In this paper, we propose a framework (shown in Fig. 1) that combines these two approaches, fusing together structured learning and deep learning to obtain the advantages of each. We use a DPM for detection, but replace the HoG features with features learned by a convolutional network. This allows the use of complex image features, but still preserves the spatial relationships between object parts during inference.
An often overlooked aspect of many detection systems is the non-maximal suppression stage, used to winnow multiple high scoring bounding boxes around an object instance down to a single detection. Typically, this is a post-processing operation applied to the set of bounding boxes produced by the object detector. As such, it is not part of the loss function used to train the model and any parameters must be tuned by hand. However, as demonstrated by Parikh and Zitnick , NMS can be a major performance bottleneck (see Fig. 2). We introduce a new type of image-level loss function for training that takes into consideration of all bounding boxes within an image. This differs with the losses used in existing frameworks that consider single cropped object instances. Our new loss function enables the NMS operation trained as part of the model, jointly with the Convnet and DPM components.
2 Related Work
Most closely related is the concurrent work of Girshick et al. , who also combine a DPM with ConvNet features in a model called DeepPyramid DPM (DP-DPM). Their work, however, is limited to integrating fixed pretrained ConvNet features with a DPM. We independently corroborate the conclusion that using ConvNet features in place of HoG greatly boosts the performance of DPMs. Furthermore, we show how using a post-NMS online training loss improves response ordering and addresses errors from the NMS stage. We also perform joint end-to-end training of the entire system.

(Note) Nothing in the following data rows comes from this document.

PR #368, opened 2016-05-30
correction on updating.md

airtime166:
running sudo apt-get dist-upgrade will not update the distribution version . Unless the sources.list file has been updated

### DIFF
--- a/raspbian/updating.md
+++ b/raspbian/updating.md
@@ -9,9 +9,17 @@ sudo apt-get update
 Next, **upgrade** all your installed packages to their latest versions with the command:
 
 ```bash
-sudo apt-get dist-upgrade
+sudo apt-get upgrade
 ```
 
+If you wish to upgrade the distribution version. Ex. From Wheezy to Jessie
+```bash
+sed -i 's/wheezy/jessie/g' /etc/apt/sources.list
+sudo apt-get update
+(if you receive a error similar to E: Release file expired. run apt-get -o Acquire::Check-Valid-Until=false update )
+sudo apt-get upgrade
+sudo apt-get dist-upgrade
+```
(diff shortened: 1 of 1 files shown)


XECDesign:
This page isn't about upgrading the distribution. Following the instructions as you've written them, starting from the last wheezy image, would not result in a correctly working system.

The reason dist-upgrade is used instead of upgrade is to pick up new dependencies. Otherwise, apt holds the updates back. Again, this results in a system that may not function properly.

airtime166:
The process I wrote are the steps i used on my fully functional servers and local desktop. I am testing this out on the PI now and will post the results. Can this be added to the page as when i search on google for "Raspbian system upgrade "  The first result is " https://www.raspberrypi.org/documentation/raspbian/updating.md "  The second result is " https://linuxconfig.org/raspbian-gnu-linux-upgrade-from-wheezy-to-raspbian-jessie-8 " which list the steps similar to my changes.  dist-upgrade is not the standard upgrade option but can be used occasionally  .

XECDesign:
The test has been done several times when we migrated to jessie.
The correct instructions are here https://www.raspberrypi.org/forums/viewtopic.php?f=66&t=121880 and linked from https://www.raspberrypi.org/blog/raspbian-jessie-is-here/.

On standard debian, there is no reason to run dist-upgrade on the same release because they rarely go changing dependencies in a stable release. In the foundation's release of Raspbian, there is a lot of ongoing development and new dependencies are added quite often, so dist-upgrade is the recommended way to keep up to date.

airtime166:
Understood, Thanks for the clarification  @XECDesign . Looks like the instructions are geared towards the GUI which i don't use on the PI often.  Maybe consider adding a link from this page to  "https://www.raspberrypi.org/forums/viewtopic.php?f=66&t=121880 " as a reference.

JamesH65:
Closing as not relevant.

PR #375, opened 2016-06-08
Add share clipboard support for vnc server config documentation

zhaocon:


JamesH65:
No comment from originator, so closing. Can be reopened if OP feels there is still some relevance.

PR #377, opened 2016-06-15
Add warning to not use rpi-update anymore to docs

dragetd:
rpi-update does not provide a way of rolling back changes. Generally it causes more support issues from people messing up their kernel config than it solves problems. It might be useful for different distributions or use-cases, but not for a regular noobs/raspbian user! Update docs accordingly.
See https://github.com/Hexxeh/rpi-update/pull/201


dragetd:
Oh, the very same minute there seems to be some activity and life back in the project! Okay, let's see how this turns out. This makes this PR obsolete! :-)

PR #381, opened 2016-06-26
Update wording for unmount

OjasA:
Change install instructions/tutorial to use "umount -R" instead of unmounting each partition individually.

### DIFF
--- a/installation/installing-images/linux.md
+++ b/installation/installing-images/linux.md
@@ -10,9 +10,7 @@ Please note that the use of the `dd` tool can overwrite any partition of your ma
 
 - Now that you've noted what the device name is, you need to unmount it so that files can't be read or written to the SD card while you are copying over the SD image.
 
-- Run `umount /dev/sdd1`, replacing `sdd1` with whatever your SD card's device name is (including the partition number).
-
-- If your SD card shows up more than once in the output of `df` due to having multiple partitions on the SD card, you should unmount all of these partitions.
+- Run `umount -R /dev/sdd`, replacing `sdd` with whatever your SD card's device name is.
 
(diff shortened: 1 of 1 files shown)


lurch:
The `-R` flag of `umount` isn't available in the version included with Ubuntu 14.04...
```
umount: invalid option -- 'R'
Usage: umount -h | -V
       umount -a [-d] [-f] [-r] [-n] [-v] [-t vfstypes] [-O opts]
       umount [-d] [-f] [-r] [-n] [-v] special | node...
```

See also #350 for a similar situation.

Ruffio:
The -R flag is available on Raspbian:

```
pi@raspberrypi:/dev $ umount
Usage:
 umount [-hV]
 umount -a [options]
 umount [options] <source> | <directory>

Options:
 -a, --all               unmount all filesystems
 -A, --all-targets       unmount all mountpoints for the given device in the
                           current namespace
 -c, --no-canonicalize   don't canonicalize paths
 -d, --detach-loop       if mounted loop device, also free this loop device
     --fake              dry run; skip the umount(2) syscall
 -f, --force             force unmount (in case of an unreachable NFS system)
 -i, --internal-only     don't call the umount.<type> helpers
 -n, --no-mtab           don't write to /etc/mtab
 -l, --lazy              detach the filesystem now, clean up things later
 -O, --test-opts <list>  limit the set of filesystems (use with -a)
 -R, --recursive         recursively unmount a target with all its children
```

So the question is which OS should the documentation be for? AFAIK Raspbian is the official OS for RPi, so the documentation should IMHO be written for that.

XECDesign:
These are the commands you need to image an sd card for use with a raspberry pi, not commands to run on the raspberry pi. The instructions are intended to be run on your main desktop. For some people that might be a pi running Raspbian, but for most linux users it will be ubuntu or mate.

Ruffio:
My fault, I didn't read it in context only the change :-(

waveform80:
Ubuntu 16.04 upgrades the available version of `umount` to include support for `-R`. Still, I'd probably close this for now as `-R` appears to be a recent addition and we shouldn't assume such a feature is ubiquitous until a good year has passed since availability.

bennuttall:
Agreed

PR #388, opened 2016-07-06
First stub document for Windows based network booting

OldBoyCoder:
Very much just a stub.  I'll flesh this out over the next few days


ghollingworth:
I would suggest keeping this PR open and squashing the commits all together when you've finished and are happy...

OldBoyCoder:
Thanks Gordon,  I've attempted to flesh out the document so I think it stands better as a first draft.  It'll definitely need more work from more informed people than me but at least it's a start.

PR #422, opened 2016-09-05
Revised scratch gpio doc

timrowledge:
Add new commands and links to frizzing diagrams for example wiring.

Let's see if this does things right...

PR #581, opened 2017-03-14
Scratch gpio changes

JamesH65:
Modified PR from #422, had to removed some unnecessary files.


JamesH65:
This is a modification of #422 with some extraneous files removed. @LornaLynch Can you give it a once over to make sure I haven't missed anything?

PR #588, opened 2017-03-17
Show redirect rather than 404 for moved config.txt page

bennuttall:


JamesH65:
Done an immediate merge on this, no need for copy edit.

PR #593, opened 2017-03-21
Update raspberrypi.org URLs

bennuttall:
- Update raspberrypi.org URLs from http -> https
- Update raspberrypi.org forum URLs /phpBB3/ -> /forums/

If this doesn't flag up any broken URLs when the test suite runs, it should be good to merge.


bennuttall:
Yep - it's good: https://travis-ci.org/raspberrypi/documentation/builds/213412025

PR #613, opened 2017-04-09
Update linux.md - raspbian img name correction

milankni:
linux.md was only partiall updated to reflect the current image file name (2017-03-02).


JamesH65:
No copy edit needed....merging.

Issue #455, opened 2016-11-19
Include instructions for Etcher 


johannrichard:
[Etcher](https://etcher.io) is a graphical, cross-platform tool that is by far the easiest way to flash disk images to SD cards (also for Mac OS X which has been short of suitable, graphical installers so far).

It would probably be helpful to have a short instruction on using Etcher in the documentation.

![product](https://cloud.githubusercontent.com/assets/189003/20457964/f7909b30-ae97-11e6-9e6f-c44b3cb2f1e9.gif)

Ruffio:
@lurch what is the opinion of introducing Etcher here?

brianjking:
@Ruffio -- I highly suggest it! It makes it very easy to add the `ssh` folder to the `boot` partition to enable headless connection via `ssh` to the Pi with the recent changes to the Raspbian distribution releases.

I opened a PR #511 for this on the MacOS page and as I mentioned in the pull request if this is merged in I'm happy to write instructions for Windows as well as this is also proposed in #450.

Thanks!

Ruffio:
@brianjking I'm not within the foundation and have no ruling :-( You must convince them in order to get your RP accepted.

brianjking:
@Ruffio Sorry - updated post & tagged @lurch

JamesH65:
The MAC docs for Etcher have been merged - would it be possible for a Windows version to be written as suggested above? @johannrichard

JamesH65:
Actually, Etcher on Linux should also be documented if you have the time.

lurch:
Only needing one set of instructions for all three platforms, was part of the original reason behind Etcher ;-)
https://resin.io/blog/introducing-etcher/

JamesH65:
I wonder if we should have one page for Etcher, and link to it from the other OS specific pages?

JamesH65:
After thinking about it for another 2 minutes, Yes, I think that is the way to go - one Etcher page, then link to it from the individual OS installation pages. So if @brianjking fancies knocking up a PR to do that, that would be splendid.

pimterry:
Looks like this has gone quiet - anybody object if I pick this up?

JamesH65:
Feel free!

pimterry:
@lurch @JamesH65 This is now done, see #614.

JamesH65:
Fixed by #614

PR #614, opened 2017-04-11
Include Etcher instructions as default for image writing

pimterry:
This solves #455.

I've gone for including the instructions in the top-level readme, rather than a separate file, to keep the happy path obvious and because they're very short anyway.

I've also dropped a couple of unnecessary steps from the Etcher instructions. If you're using Etcher you don't need to unzip your image first, or preformat the SD card, or eject it manually when you're done, that all happens automatically.

I've made the intro for the mac/windows/linux instructions all point back to the main readme, since I think it's likely there'll be quite a few existing direct links in to these pages, and I've tweaked their format and intro to be all consistent with one another.

### DIFF
--- a/installation/installing-images/README.md
+++ b/installation/installing-images/README.md
@@ -10,7 +10,7 @@ Official images for recommended operating systems are available to download from
 
 Alternative distributions are available from third-party vendors.
 
-After downloading the `.zip` file, unzip it to get the image file (`.img`) for writing to your SD card.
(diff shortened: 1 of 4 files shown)


brianjking:
Sorry, I got busy and forgot about this. I'll take a look at the PR and see if there's any improvements I can put forth. If not, thanks to @pimterry for finishing this up.

JamesH65:
Looks good to me, I'll forward to the copy editors for final once over.

AisforAstronaut:
Minor changes made. Pushing back for technical checking and conflict resolution.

The basic building blocks of our model architecture come from the DPMs of Felzenszwalb et al.  and Zhu et al. , and the ConvNet of Krizhevsky et al. . We make crucial modifications in their integration that enables the resulting model to achieve competitive object detection performance. In particular, we develop ways to transfer the ConvNet from classification to the detection environment, as well as changes to the learning procedure to enable joint training of all parts.
The first system to combine structured learning with a ConvNet is LeCun et al. , who train a ConvNet to classify individual digits, then train with hand written strings of digits discriminatively. Very recently, Tompson et al.  trained a model for human pose estimation that combines body part location estimates into a convolutional network, in effect integrating an MRF-like model with a ConvNet. Their system, however, requires annotated body part locations and is applied to pose estimation, whereas our system does not require annotated parts and is applied to object detection.

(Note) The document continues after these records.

PR #623, opened 2017-04-21
James h65 patch 1#158

### LINKED ISSUE #158: Document the bcm_host helper functions
For programs wanting to poke peripheral addresses directly (for lack of a better interface), they need to know where in the virtual memory map the peripheral bus segment has been placed. This used to be tied to the platform (or rather had the same address since day 0), now is variable between Pi1 and Pi2.

Perhaps we need a one-pager in the hardware section detailing how to use this api:

https://github.com/raspberrypi/firmware/blob/master/opt/vc/include/bcm_host.h

JamesH65:
Add a new peripherals address page

Fixes #158


LornaLynch:
Copy edit done: pushing back for final technical check.

PR #627, opened 2017-04-25
Jamesh65 patch 1#574

JamesH65:
Adds a screensaver page to fix issue 574


LornaLynch:
Copy edit done. Made a few tweaks to the text, so please make sure it is all still OK.

PR #636, opened 2017-05-08
Add images of connectors to monitor-connection.md page

gbaman:
In relation to long standing open issue https://github.com/raspberrypi/documentation/issues/41.


JamesH65:
I think rather than wait for perfection on this, it can go to copy edit as is, we can add any extra images later.

PR #637, opened 2017-05-08
Update backup.md

vikeri:
The capital `M` didn't work for me, so changed it to a lower case `m` which worked.

I'm on macOS Sierra


JamesH65:
Unfortunately, this would not work on Linux, so I have changed the PR to have a Mac specific line that explains to replace the 4M with 4m. @vikeri Are you happy with that?

vikeri:
Sorry didn't know that macOS and Linux had different notations. Looks good to me!

JamesH65:
@vikeri Cool, will push to the copy editors for a final check.

JamesH65:
Thanks for the PR BTW.

vikeri:
@JamesH65 Haha yeah, there are similar issues with grep regex. Np!

LornaLynch:
Tweaks made to copy. Pushing back for final check.

PR #652, opened 2017-05-25
Update wireless-cli.md

### LINKED ISSUE #650: Bug in documentation regarding wpa_supplicant psk entry?
The documentation under https://github.com/raspberrypi/documentation/blob/master/configuration/wireless/wireless-cli.md#adding-the-network-details-to-the-raspberry-pi states, that wpa_passphrase returns a config with unquoted "psk" value and states:

> Note that, although wpa_passphrase returns the psk value unquoted, the wpa_supplicant.conf file requires this value to be quoted, otherwise your Pi will not connect to your network.

This is not true for the raspian i setup today on my Raspberry PI Zero (2017-04-10-raspbian-jessie-lite.zip).

The pi did not connect to my WPA2 secured WiFi network when i added quotes, it only worked without quotes.

Maybe this is outdated information, i am just starting to work with raspbian so i don't know? I can provide a pull request with updated text if the documentation is wrong here.

Thanks!

JamesH65:
Fixes #650


LornaLynch:
I have this now

LornaLynch:
Copy looks OK - pushing back for checking.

Some recent works have applied ConvNets to object detection directly: Sermanet et al.  train a network to regress on object bounding box coordinates at different strides and scales, then merge predicted boxes across the image. Szegedy et al.  regress to a bitmap with the bounding box target, which they then apply to strided windows. Both of these approaches directly regress to the bounding box from the convolutional network features, potentially ignoring many important spatial relationships. By contrast, we use the ConvNet features as input to a DPM. In this way, we can include a model of the spatial relationships between object parts.
In the R-CNN model, Girshick et al.  take a different approach in the use of ConvNets. Instead of integrating a location regressor into the network, they instead produce candidate region proposals with a separate mechanism, then use the ConvNet to classify each region. However, this explicitly resizes each region to the classifier field of view (fixed size), performing significant distortions to the input, and requires the entire network stack to be recomputed for each region. Instead, our integration runs the features in a convolutional bottom-up fashion over the whole image, preserving the true aspect ratios and requiring only one computational pass.

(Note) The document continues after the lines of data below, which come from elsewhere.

PR #655, opened 2017-05-28
Update building.md

realies:
Making the cross-compilation tools installation steps slightly more obvious.

### DIFF
--- a/linux/kernel/building.md
+++ b/linux/kernel/building.md
@@ -60,18 +60,22 @@ You can either do this using VirtualBox (or VMWare) on Windows, or install it di
 
 ### Install toolchain
 
-Use the following command to install the toolchain:
+Use the following command to download the toolchain to the home folder:
 
 ```bash
-git clone https://github.com/raspberrypi/tools
+git clone https://github.com/raspberrypi/tools ~/
 ```
 
-Linking the toolchain to the root directory makes later command lines easier:
+Updating the $PATH environment variable makes the system aware of file locations needed for cross-compilation. On a 32-bit host system you can update and reload it using:
+```bash
+echo PATH=\$PATH:~/tools/arm-bcm2708/gcc-linaro-arm-linux-gnueabihf-raspbian/bin >> ~/.bashrc
+source ~/.bashrc
 ```
-sudo ln -rs ./tools/ /
+If you are on a 64-bit host system you should use:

End-to-end training of a multi-class detector and post-processing has also been discussed in Desai et al. . Their approach reformulates NMS as a contextual relationship between locations. They replace NMS, which removes duplicate detections, with a greedy search that adds detection results using an object class-pairs context model. Whereas their system handles interactions between different types of objects, our system integrates NMS in a way that creates an ordering of results both of different classes and the same class but different views. In addition, we further integrate this into a full end-to-end system including ConvNet feature generation.
3 Model Architecture
The architecture of our model is shown in Fig. 3. For a given input image , we first construct an image pyramid (a) with five intervals over one octave111We use as many octaves as required to make the smallest dimension 48 pixels in size. We apply the ConvNet (b) at each scale to generate feature maps . These are then passed to the DPM (c) for each class; as we describe in Section 3.2, the DPM may also be formulated as a series of neural network layers. At training time, the loss is computed using the final detection output obtained after NMS (d), and this is then back-propagated end-to-end through the entire system, including NMS, DPM and ConvNet.
3.1 Convolutional Network
We generate appearance features using the first five layers of a Convolutional Network pre-trained for the ImageNet Classification task. We first train an eight layer classification model, which is composed of five convolutional feature extraction layers, plus three fully-connected classification layers222The fully connected layers have 4096 - 4096 - 1000 output units each, with dropout applied to the two hidden layers. We use the basic model from , which trains the network using random 224x224 crops from the center 256x256 region of each training image, rescaled so the shortest side has length 256. This model achieves a top-5 error rate of 18.1% on the ILSVRC2012 validation set, voting with 2 flips and 5 translations.. After this network has been trained, we throw away the three fully-connected layers, replacing them instead with the DPM. The five convolutional layers are then used to extract appearance features.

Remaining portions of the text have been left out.